Lynell: An alarm goes off every morning at 5:55. We prepare her food, which is given through a G-tube. She gets medicines that we usually pre-crush the night before so we’re not stumbling around at 6 in the morning. She also gets a daily injection for osteoporosis because she is unable to move and that has weakened her bones. I give her a shower, do her hair, and transfer her into her wheelchair and into our back room around 9:30 or 10 a.m. Then she starts therapies. She has scheduled therapists who come to the house. She’ll get transferred from her therapy mat to her wheelchair to a standing frame or to an exercise unit we have throughout the day. Noon is feeding, 3 is medications, 6 feeding and 8 medications before we transfer her into bed. We have alarms on our phones set for all of this; 24/7, we care for her.
What do all three of you sisters do together?
Taylor: We like to watch TV (laughs).
Rachel: We liked to watch TV before, and we like to watch TV now (laughs). We like watching old movies that I know Danielle is reciting the words in her head.
How do you look at this accident ― has it helped your family in any way?
Rachel: We used to hate each other (looks at Taylor and laughs). Yes, it was a terrible thing, but I don’t know where we would be without it. I can’t imagine our family without this happening. Taylor and I probably wouldn’t talk at all. But we are now so close. It stinks not having Danielle the way she was, but I know God has a plan, and it’s all going to play out the way it’s supposed to.
Taylor: The situation made us mature and grow up quickly, and I am grateful for that. We have a lot more responsibilities to handle, and it opens your eyes to how lucky you are. It sounds backward, but to have something like this happen to your family and to be grateful for what you have. We saw a lot of people in the rehab centers, and they have it worse than we do. Our family is also closer now. Sometimes, when families have situations like ours, they can grow apart. We didn’t. We grow closer together every day. We are grateful for that.
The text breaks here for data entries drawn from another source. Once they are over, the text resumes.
PR #10597, opened 2017-04-28
Fix PO parsing around context.

dereuromark:
While testing a [MessagesDbParser](https://github.com/dereuromark/cakephp-translate/blob/master/src/I18n/MessagesDbLoader.php) I found out that the core silently skips certain context translations - if they have been defined without context already.
Silently ignoring some of the translations is rather hard to detect.

I found out that the following change always works, so no more silent drops.

### DIFF
--- a/src/I18n/Parser/PoFileParser.php
+++ b/src/I18n/Parser/PoFileParser.php
@@ -142,11 +142,10 @@ class PoFileParser
 
         $translation = stripcslashes($translation);
 
-        if ($context && (!isset($messages[$singular]) || is_array($messages[$singular]))) {
+        if ($context !== null) {
             $messages[$singular]['_context'][$context] = $translation;
-        }
-        if ($context === null) {
-            $messages[$singular] = $translation;
+        } else {
+            $messages[$singular]['_context'][''] = $translation;
         }
 
         if (isset($item['ids']['plural'])) {
@@ -166,10 +165,10 @@ class PoFileParser
             $plurals = array_map('stripcslashes', $plurals);
             $key = stripcslashes($item['ids']['plural']);
 
-            if ($context) {
+            if ($context !== null) {
                 $messages[$key]['_context'][$context] = $plurals;
             } else {
-                $messages[$key] = $plurals;
+                $messages[$key]['_context'][''] = $plurals;
             }
         }
     }
--- a/src/I18n/Translator.php
+++ b/src/I18n/Translator.php
@@ -131,7 +131,11 @@ class Translator implements TranslatorInterface
 
             // No or missing context, fallback to the key/first message
             if ($context === null) {
-                $message = current($message['_context']);
+                if (isset($message['_context'][''])) {
+                    $message = $message['_context'][''];
+                } else {
+                    $message = current($message['_context']);
+                }
             } elseif (!isset($message['_context'][$context])) {
                 $message = $key;
             } elseif (is_string($message['_context'][$context]) &&
--- a/tests/TestCase/I18n/MessagesFileLoaderTest.php
+++ b/tests/TestCase/I18n/MessagesFileLoaderTest.php
@@ -56,12 +56,12 @@ class MessagesFileLoaderTest extends TestCase
         $loader = new MessagesFileLoader('default', 'en');
         $package = $loader();
         $messages = $package->getMessages();
-        $this->assertEquals('Po (translated)', $messages['Plural Rule 1']);
+        $this->assertEquals('Po (translated)', $messages['Plural Rule 1']['_context']['']);
 
         Configure::write('App.paths.locales', [TEST_APP . 'custom_locale' . DS]);
         $loader = new MessagesFileLoader('default', 'en');
         $package = $loader();
         $messages = $package->getMessages();
-        $this->assertEquals('Po (translated) from custom folder', $messages['Plural Rule 1']);
+        $this->assertEquals('Po (translated) from custom folder', $messages['Plural Rule 1']['_context']['']);
     }
 }
--- a/tests/TestCase/I18n/Parser/PoFileParserTest.php
+++ b/tests/TestCase/I18n/Parser/PoFileParserTest.php
@@ -37,7 +37,11 @@ class PoFileParserTest extends TestCase
         $messages = $parser->parse($file);
         $this->assertCount(5, $messages);
         $expected = [
-            'Plural Rule 1' => 'Plural Rule 1 (translated)',
+            'Plural Rule 1' => [
+                '_context' => [
+                    '' => 'Plural Rule 1 (translated)',
+                ],
+            ],
             '%d = 1' => [
                 '_context' => [
                     'This is the context' => 'First Context trasnlation',
@@ -52,14 +56,22 @@ class PoFileParserTest extends TestCase
                     ]
                 ]
             ],
-            '%-5d = 1' => '%-5d = 1 (translated)',
+            '%-5d = 1' => [
+                '_context' => [
+                    '' => '%-5d = 1 (translated)',
+                ],
+            ],
             '%-5d = 0 or > 1' => [
-                0 => '%-5d = 1 (translated)',
-                1 => '',
-                2 => '',
-                3 => '',
-                4 => '%-5d = 0 or > 1 (translated)'
-            ]
+                '_context' => [
+                    '' => [
+                        0 => '%-5d = 1 (translated)',
+                        1 => '',
+                        2 => '',
+                        3 => '',
+                        4 => '%-5d = 0 or > 1 (translated)'
+                    ],
+                ],
+            ],
         ];
         $this->assertEquals($expected, $messages);
     }
@@ -75,7 +87,7 @@ class PoFileParserTest extends TestCase
         $file = APP . 'Locale' . DS . 'en' . DS . 'default.po';
         $messages = $parser->parse($file);
         $this->assertCount(12, $messages);
-        $this->assertTextEquals("v\nsecond line", $messages["valid\nsecond line"]);
+        $this->assertTextEquals("v\nsecond line", $messages["valid\nsecond line"]['_context']['']);
     }
 
     /**
@@ -89,7 +101,7 @@ class PoFileParserTest extends TestCase
         $file = APP . 'Locale' . DS . 'en' . DS . 'default.po';
         $messages = $parser->parse($file);
 
-        $this->assertTextEquals('this is a "quoted string" (translated)', $messages['this is a "quoted string"']);
+        $this->assertTextEquals('this is a "quoted string" (translated)', $messages['this is a "quoted string"']['_context']['']);
     }
 
     /**
@@ -113,7 +125,7 @@ class PoFileParserTest extends TestCase
 
             return $package;
         });
-        $this->assertTextEquals('En cours', $messages['Pending']);
-        $this->assertTextEquals('En resolved', $messages['Resolved']);
+        $this->assertTextEquals('En cours', $messages['Pending']['_context']['']);
+        $this->assertTextEquals('En resolved', $messages['Resolved']['_context']['']);
     }
 }
--- a/tests/TestCase/I18n/Parser/PoFileParserTest.php
+++ b/tests/TestCase/I18n/Parser/PoFileParserTest.php
@@ -130,6 +130,8 @@ class PoFileParserTest extends TestCase
         $this->assertSame('En resolved', $messages['Resolved']['_context']['']);
         $this->assertSame('En resolved - context', $messages['Resolved']['_context']['Pay status']);
 
+        // Confirm actual behavior
+        I18n::locale('en_US');
         $this->assertSame('En cours', __('Pending'));
         $this->assertSame('En cours - context', __x('Pay status', 'Pending'));
         $this->assertSame('En resolved', __('Resolved'));
--- a/tests/TestCase/I18n/Parser/PoFileParserTest.php
+++ b/tests/TestCase/I18n/Parser/PoFileParserTest.php
@@ -125,7 +125,14 @@ class PoFileParserTest extends TestCase
 
             return $package;
         });
-        $this->assertTextEquals('En cours', $messages['Pending']['_context']['']);
-        $this->assertTextEquals('En resolved', $messages['Resolved']['_context']['']);
+        $this->assertSame('En cours', $messages['Pending']['_context']['']);
+        $this->assertSame('En cours - context', $messages['Pending']['_context']['Pay status']);
+        $this->assertSame('En resolved', $messages['Resolved']['_context']['']);
+        $this->assertSame('En resolved - context', $messages['Resolved']['_context']['Pay status']);
+
+        $this->assertSame('En cours', __('Pending'));
+        $this->assertSame('En cours - context', __x('Pay status', 'Pending'));
+        $this->assertSame('En resolved', __('Resolved'));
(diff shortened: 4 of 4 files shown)


markstory:
What kind of impact does this have on translating strings? It might be a good idea to have a test that includes parsing the po file and translating messages.

dereuromark:
According to my tests [here](https://github.com/dereuromark/cakephp-translate/blob/master/tests/TestCase/I18n/MessagesDbLoaderTest.php#L46) it has 0 impact on the translation capabilities, it only allows to keep the same string for context and non-context instead of silently skipping one of them.

Yes, some more additional tests here for the translating might be good.

lorenzo:
According to the diff it seem like combining context + plural or singular may be affected by this change. Can you verify if that is the case?

dereuromark:
What do you mean @lorenzo ?

dereuromark:
One regression I currently see with the code as it is now:
```
msgid "About"
msgstr ""
```
Empty translations do not show up with the original id anymore, but an empty string.

Maybe someone has a better approach to this - or we need to close this.

dereuromark:
Ah, so seems like the regression I thought was because of this PR, but in fact it seems to be from a different change, and now fixed with https://github.com/cakephp/cakephp/pull/10618

markstory:
Are we good to close this then @dereuromark ?

dereuromark:
This aims to fix a different issue, but maybe I still dont understand What Lorenzo meant. What is the downside?

dereuromark:
It now works with both orders: "none and context" + "context and none"
But it only works for de_DE
So if en_US is the default and already set up in bootstrap, it seems you cannot overwrite it.
Is this something inside or outside the scope of this issue?

dereuromark:
You can run the tests I added with the old code base, you will see that the for __()/__x() will not work out.

dereuromark:
@lorenzo Are you OK with the suggested fix that would now allow having the same string for both context and non-context existing side by side?

src/I18n/Parser/PoFileParser.php
```diff
@@ -142,11 +142,10 @@ protected function _addMessage(array &$messages, array $item)
...
         $translation = stripcslashes($translation);
 
-        if ($context && (!isset($messages[$singular]) || is_array($messages[$singular]))) {
+        if ($context !== null) {
             $messages[$singular]['_context'][$context] = $translation;
-        }
-        if ($context === null) {
-            $messages[$singular] = $translation;
+        } else {
+            $messages[$singular]['_context'][''] = $translation;
```
markstory: I wonder what the memory impact of this change will be like on larger applications.

dereuromark: Do you think arrays in modern PHP cannot handle this gracefully? I suspect this to be none, since the additional data is minimal.

markstory: This change adds an extra array and extra string for every translated value. The delta looks like it is 424 bytes per message though. In an application with 10K messages we'd be adding ~4.1MB

```
$ php -r '$a = "testing"; echo memory_get_usage() . "\n\n";'
350064

$ php -r '$a = ["" => "testing"]; echo memory_get_usage() . "\n\n";'
350488
```

dereuromark: Do you think the additional overhead is justified here in terms of functional completeness/expectation? IMO those improvements here trump the overhead - at least the silent dropping of translations sounds rather like a hard to debug and understandable issue otherwise.
Or is there any better way of dealing with it that would make this less lengthening?

ravage84:
> ... I found out that the core silently skips certain context translations - if they have been defined without context already.

I can confirm this behavior in CakePHP 3.4.6. Happened to us just this week.

dereuromark:
@ravage84 Can you also confirm that this fixes it?

ravage84:
Right now, I cannot. But I'm going to forward this to the dev who ran into this. He can have a look at it when he is back on tuesday next week.

@TekkCraft can you please check if this patch fixes the silently ignored translation we found this week?

ravage84:
@dereuromark unfortunately due to the lack of time and since we couldn't require your branch through Composer, we weren't able to verify the fix. Sorry

src/I18n/Parser/PoFileParser.php
burzum: @markstory I would prefer to have the overhead than fucking around with really painful to debug issues like this one, which very likely has the same cause https://github.com/cakephp/cakephp/issues/10730.

dereuromark: That's exactly what I was thinking :)

markstory: @burzum Have you been able to test these changes to see if they fix your issue?

burzum:
I'm not sure if this is related. But your patch doesn't fix this @dereuromark 

`timeAgoDate($date)` is producing `1 day` instead of `2 days` for whatever reason, but *only* when the locale is `en`. It works with fr, de, ca, cn. It also works if I remove the translation for that msgid from the po file. I have no idea whats wrong there. :(

Here is our /src/Locale/en/cake.po file

```
# LANGUAGE translation of CakePHP Application
# Copyright YEAR NAME <EMAIL@ADDRESS>
#
#, fuzzy
msgid ""
msgstr ""
"Project-Id-Version: PROJECT VERSION\n"
"POT-Creation-Date: 2017-06-02 08:39+0000\n"
"PO-Revision-Date: YYYY-mm-DD HH:MM+ZZZZ\n"
"Last-Translator: NAME <EMAIL@ADDRESS>\n"
"Language-Team: LANGUAGE <EMAIL@ADDRESS>\n"
"MIME-Version: 1.0\n"
"Content-Type: text/plain; charset=utf-8\n"
"Content-Transfer-Encoding: 8bit\n"
"Plural-Forms: nplurals=INTEGER; plural=EXPRESSION;\n"

#: Template/Error/error400.ctp:34
#: Template/Error/error500.ctp:35
msgid "Error"
msgstr ""

#: Template/Error/error400.ctp:35
msgid "The requested address %s was not found on this server."
msgstr ""

#: Template/Error/error500.ctp:33
msgid "An Internal Error Has Occurred"
msgstr ""

#: Controller/Component/AuthComponent.php:496
msgid "You are not authorized to access that location."
msgstr ""

#: Controller/Component/CsrfComponent.php:155
msgid "Missing CSRF token cookie"
msgstr ""

#: Controller/Component/CsrfComponent.php:159
msgid "CSRF token mismatch."
msgstr ""

#: Error/ExceptionRenderer.php:258
msgid "Not Found"
msgstr ""

#: Error/ExceptionRenderer.php:260
msgid "An Internal Error Has Occurred."
msgstr ""

#: Http/Response.php:2258
msgid "The requested file contains `..` and will not be read."
msgstr ""

#: Http/Response.php:2269
msgid "The requested file was not found"
msgstr ""

#: I18n/Number.php:90
msgid "{0,number,#,###.##} KB"
msgstr ""

#: I18n/Number.php:92
msgid "{0,number,#,###.##} MB"
msgstr ""

#: I18n/Number.php:94
msgid "{0,number,#,###.##} GB"
msgstr ""

#: I18n/Number.php:96
msgid "{0,number,#,###.##} TB"
msgstr ""

#: I18n/Number.php:88
msgid "{0,number,integer} Byte"
msgid_plural "{0,number,integer} Bytes"
msgstr[0] ""
msgstr[1] ""

#: I18n/RelativeTimeFormatter.php:80
msgid "{0} from now"
msgstr ""

#: I18n/RelativeTimeFormatter.php:80
msgid "{0} ago"
msgstr ""

#: I18n/RelativeTimeFormatter.php:83
msgid "{0} after"
msgstr ""

#: I18n/RelativeTimeFormatter.php:83
msgid "{0} before"
msgstr ""

#: I18n/RelativeTimeFormatter.php:114
msgid "just now"
msgstr ""

#: I18n/RelativeTimeFormatter.php:151
msgid "about a second ago"
msgstr ""

#: I18n/RelativeTimeFormatter.php:152
msgid "about a minute ago"
msgstr ""

#: I18n/RelativeTimeFormatter.php:153
msgid "about an hour ago"
msgstr "an hour ago"

#: I18n/RelativeTimeFormatter.php:154;332
msgid "about a day ago"
msgstr "a day ago"

#: I18n/RelativeTimeFormatter.php:155;333
msgid "about a week ago"
msgstr "a week ago"

#: I18n/RelativeTimeFormatter.php:156;334
msgid "about a month ago"
msgstr "a month ago"

#: I18n/RelativeTimeFormatter.php:157;335
msgid "about a year ago"
msgstr "a year ago"

#: I18n/RelativeTimeFormatter.php:168
msgid "in about a second"
msgstr ""

#: I18n/RelativeTimeFormatter.php:169
msgid "in about a minute"
msgstr ""

#: I18n/RelativeTimeFormatter.php:170
msgid "in about an hour"
msgstr ""

#: I18n/RelativeTimeFormatter.php:171;346
msgid "in about a day"
msgstr ""

#: I18n/RelativeTimeFormatter.php:172;347
msgid "in about a week"
msgstr ""

#: I18n/RelativeTimeFormatter.php:173;348
msgid "in about a month"
msgstr ""

#: I18n/RelativeTimeFormatter.php:174;349
msgid "in about a year"
msgstr ""

#: I18n/RelativeTimeFormatter.php:304
msgid "today"
msgstr ""

#: I18n/RelativeTimeFormatter.php:370
msgid "%s ago"
msgstr "%s ago"

#: I18n/RelativeTimeFormatter.php:371
msgid "on %s"
msgstr ""

#: I18n/RelativeTimeFormatter.php:47;126;316
msgid "{0} year"
msgid_plural "{0} years"
msgstr[0] ""
msgstr[1] ""

#: I18n/RelativeTimeFormatter.php:51;129;319
msgid "{0} month"
msgid_plural "{0} months"
msgstr[0] ""
msgstr[1] ""

#: I18n/RelativeTimeFormatter.php:57;132;322
msgid "{0} week"
msgid_plural "{0} weeks"
msgstr[0] ""
msgstr[1] ""

#: I18n/RelativeTimeFormatter.php:59;135;325
msgid "{0} day"
msgid_plural "{0} days"
msgstr[0] ""
msgstr[1] ""

#: I18n/RelativeTimeFormatter.php:64;138
msgid "{0} hour"
msgid_plural "{0} hours"
msgstr[0] ""
msgstr[1] ""

#: I18n/RelativeTimeFormatter.php:68;141
msgid "{0} minute"
msgid_plural "{0} minutes"
msgstr[0] ""
msgstr[1] ""

#: I18n/RelativeTimeFormatter.php:72;144
msgid "{0} second"
msgid_plural "{0} seconds"
msgstr[0] ""
msgstr[1] ""

#: ORM/RulesChecker.php:57
msgid "This value is already in use"
msgstr ""

#: ORM/RulesChecker.php:104
msgid "This value does not exist"
msgstr ""

#: ORM/RulesChecker.php:128
msgid "The count does not match {0}{1}"
msgstr ""

#: Utility/Text.php:899
msgid "and"
msgstr ""

#: Validation/Validator.php:103
msgid "This field is required"
msgstr ""

#: Validation/Validator.php:104
msgid "This field cannot be left empty"
msgstr ""

#: Validation/Validator.php:1801
msgid "The provided value is invalid"
msgstr ""

#: View/Helper/FormHelper.php:1016
msgid "New %s"
msgstr ""

#: View/Helper/FormHelper.php:1019
msgid "Edit %s"
msgstr ""

#: View/Helper/FormHelper.php:1895
msgid "Submit"
msgstr ""

#: View/Helper/HtmlHelper.php:793
msgid "Home"
msgstr ""

#: View/Widget/DateTimeWidget.php:540
msgid "January"
msgstr ""

#: View/Widget/DateTimeWidget.php:541
msgid "February"
msgstr ""

#: View/Widget/DateTimeWidget.php:542
msgid "March"
msgstr ""

#: View/Widget/DateTimeWidget.php:543
msgid "April"
msgstr ""

#: View/Widget/DateTimeWidget.php:544
msgid "May"
msgstr ""

#: View/Widget/DateTimeWidget.php:545
msgid "June"
msgstr ""

#: View/Widget/DateTimeWidget.php:546
msgid "July"
msgstr ""

#: View/Widget/DateTimeWidget.php:547
msgid "August"
msgstr ""

#: View/Widget/DateTimeWidget.php:548
msgid "September"
msgstr ""

#: View/Widget/DateTimeWidget.php:549
msgid "October"
msgstr ""

#: View/Widget/DateTimeWidget.php:550
msgid "November"
msgstr ""

#: View/Widget/DateTimeWidget.php:551
msgid "December"
msgstr ""
```

burzum:
@markstory this is easy to reproduce. If you put the above pasted po file as `cake.po` into the `en` locale folder of the TestApp and run the I18n tests you'll get this awesome explosion of errors:

image

Houston, we have a problem! 😟

ravage84:
I can confirm this. Just tried @burzum 's file. Got 81 failures. 🔥

markstory:
That file as is has an invalid nplurals header. So it won't work.

markstory:
With that said. The PO parser should emit a warning/error when an invalid plural header has been found. I'll try this file out with a valid plural header when I get a chance.

burzum:
First time I hear / read about this. Is it even in our docs? I know its related to the po files but it should be in the docs in a big warning.

ravage84:
I have setup a small test environment and documented my tests including screenshots in https://github.com/ravage84/cakephp-po-issue-proof/commits/master for my issue. I'm not sure though, if my issue is really the same as yours @dereuromark .

Also tested your patched PoFileParser.php which seems to **not fix** my issue.

burzum:
The issues cause (or one of them) is in this part of the `PoFileParser`:

```php
            } elseif (substr($line, 0, 7) === 'msgstr[') {
                if ($resource === 'C:\xampp\htdocs\cakephp\tests\test_app\TestApp\Locale\en\cake.po') {
                    $size = strpos($line, ']');
                    //debug((int)substr($line, 7, 1));
                    //debug(substr($line, $size + 3, -1));
                    //debug($line);

                    $value = substr($line, $size + 3, -1);
                    if (empty($value)) {
                        $value = 'TEST';
                    }
                }

                $item['translated'][(int)substr($line, 7, 1)] = $value;
            }
```

If $value is empty the string that gets inserted into the map is `''` (empty string). Not sure how to fix it... Because i don't know what happens for languages with more than one plural. I would say the solution is to copy the values from singular and plural if $value is empty.

Another solution would be to document that uses have to "translate" even the po file that comes with the msgids of their native language.

dereuromark:
I agree, my issue is unrelated, even though similar.
Those are two different things to be fixed :)

ravage84:
I have created #10774, so we can work on that separately, if necessary.

burzum:
@markstory there is still no proper fix for my issue? I proposed a fix above but it still has problems. Can we discuss how to resolve the issue?

dereuromark:
@burzum Can you open a PR with your suggested fix?

burzum:
@dereuromark the code above doesn't really fix it but I've created a branch with the po file. https://github.com/cakephp/cakephp/tree/i18n-translation-issue You can just check it out and run the i18n tests to see things blowing up.

markstory:
@burzum There isn't a fix that has an open pull request. I don't really have the time to dedicate to sorting out what is going on here.

src/I18n/Parser/PoFileParser.php
burzum: @markstory the issue still persist for me. Just tried it against the current master a6bf3f04b6499eb3aacb19ffcad9958e3aa8c962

What do you rely on each day to get you through?
Jeff: You have to have a sense of humor. Laughing is like the number one thing here. We all have a good sense of humor. If you can’t find the humor in it, it’s going to be a long day. We try to find humor in about everything we do. I’m sure Danielle is tired of all my jokes, but it’s great when you get her laughing because it takes a huge load off your shoulders, if only for a short while.
Lynell: Her laughing is medicine for the whole house. A foundation of God and keeping it light-hearted. Staying in faith and hope that a miracle will happen. We all believe it can.